Set the entries down once more, exactly as they are worded.

#### [INFORMATION SUPPLIED]

┄┄┄┄┄┄┄┄┄┄┄┄┄┄┄┄┄┄┄┄

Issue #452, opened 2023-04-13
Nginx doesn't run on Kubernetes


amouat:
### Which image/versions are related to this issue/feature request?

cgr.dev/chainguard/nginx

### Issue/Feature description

┄┄┄┄┄┄┄┄┄┄┄┄┄┄┄┄┄┄┄┄

#### [ANSWER TO THE EXERCISE]
Issue #452, opened 2023-04-13
Nginx doesn't run on Kubernetes


amouat:
### Which image/versions are related to this issue/feature request?

cgr.dev/chainguard/nginx

### Issue/Feature description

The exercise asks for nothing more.